• _PROBLEM STATEMENT_
Your task is to copy the lines of the data below from the line holding "The buttons displayed" through the line holding "UI defined types", inclusive, exactly and with nothing added.

• _LISTED ENTRIES_
PR #2028, opened 2019-03-04
fix: Restore the Block button in the bottom menu in the conv list

makingthematrix:
### Issues
After the recent changes the "conversation actions" menu stopped displaying the Block button when opened by a long tap from the conversation list. The same menu opened from the participant's details displays the Block button correctly.

### Causes
The buttons displayed in the menu are controlled by a multitude of conditions. It's very easy to introduce a minor bug like that when we change something in the code. 

### Solutions

A condition was introduced by mistake that prevented the Block button form appearing. I removed it.

### Testing

Go to the conversation list. Tap long on a 1:1 conversation. The bottom menu will open. The Block button should be among the options.

#### APK
[Download build #12424](http://192.168.120.33:8080/job/Pull%20Request%20Builder/12424/artifact/build/artifact/wire-dev-PR2028-12424.apk)


makingthematrix:
The signal was blocked on `isGuest` and `currentConv` in the for/yield above. It seems that removing this condition at this point, inside the yield part, doesn't block the flow.

CalumMcCall:
You're right, the bug doesn't happen. My bad!

PR #2038, opened 2019-03-13
Log migration: phase 1

johnxnguyen:
## What's new in this PR?

This PR completes the first phase of public logging in UI:

- Remove all usage of `ZLog` (implicit tags, log methods)
- Create `LogUI` object, which is allows access to safe logging methods
- Define `LogShow` instances for UI defined types
- Derive `LogTag` for all types that need it

### Notes

Phase 2 will involve using `LogsService` to enable/disable logs (via build configuration / user preferences). Until then, internal logging will be **disabled**.

Some other things:

- Don't be afraid of the huge commit history, I just made a commit for changes per file.
- `LogTag` used to be a type alias for `String`, now it is it's own type. The old `LogTag` was being used as tags for fragments, which was implicitly derived using macros (in SE). I've replaced these derived tags with the simple class name of the specific fragment type.

### Depends On
- [x] https://github.com/wireapp/wire-android-sync-engine/pull/505

### To Do
- [ ] Unpin SE once it's merged
#### APK
[Download build #12445](http://192.168.120.33:8080/job/Pull%20Request%20Builder/12445/artifact/build/artifact/wire-dev-PR2038-12445.apk)

### DIFF
--- a/app/build.gradle
+++ b/app/build.gradle
@@ -22,10 +22,10 @@ ext {
     playServicesVersion = '15.0.1'
     audioVersion = System.getenv("AUDIO_VERSION") ?: '1.209.0@aar'
     stethoVersion = '1.5.0'
-    zMessagingDevVersion = "141.0.0-DEV"
+    zMessagingDevVersion = "141.0.0-SNAPSHOT"
     paging_version = "1.0.0"
     // Release version number must be like this X.0(.Y)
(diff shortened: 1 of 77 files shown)


johnxnguyen:
This PR should definitely be **SQUASHED**.

johnxnguyen:
@marcoconti83 can you please check that I bumped SE correctly?

marcoconti83:
> @marcoconti83 can you please check that I bumped SE correctly?

Yep, looks OK!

• _WRITTEN RESPONSE_
The buttons displayed in the menu are controlled by a multitude of conditions. It's very easy to introduce a minor bug like that when we change something in the code. 

### Solutions

A condition was introduced by mistake that prevented the Block button form appearing. I removed it.

### Testing

Go to the conversation list. Tap long on a 1:1 conversation. The bottom menu will open. The Block button should be among the options.

#### APK
[Download build #12424](http://192.168.120.33:8080/job/Pull%20Request%20Builder/12424/artifact/build/artifact/wire-dev-PR2028-12424.apk)


makingthematrix:
The signal was blocked on `isGuest` and `currentConv` in the for/yield above. It seems that removing this condition at this point, inside the yield part, doesn't block the flow.

CalumMcCall:
You're right, the bug doesn't happen. My bad!

PR #2038, opened 2019-03-13
Log migration: phase 1

johnxnguyen:
## What's new in this PR?

This PR completes the first phase of public logging in UI:

- Remove all usage of `ZLog` (implicit tags, log methods)
- Create `LogUI` object, which is allows access to safe logging methods
- Define `LogShow` instances for UI defined types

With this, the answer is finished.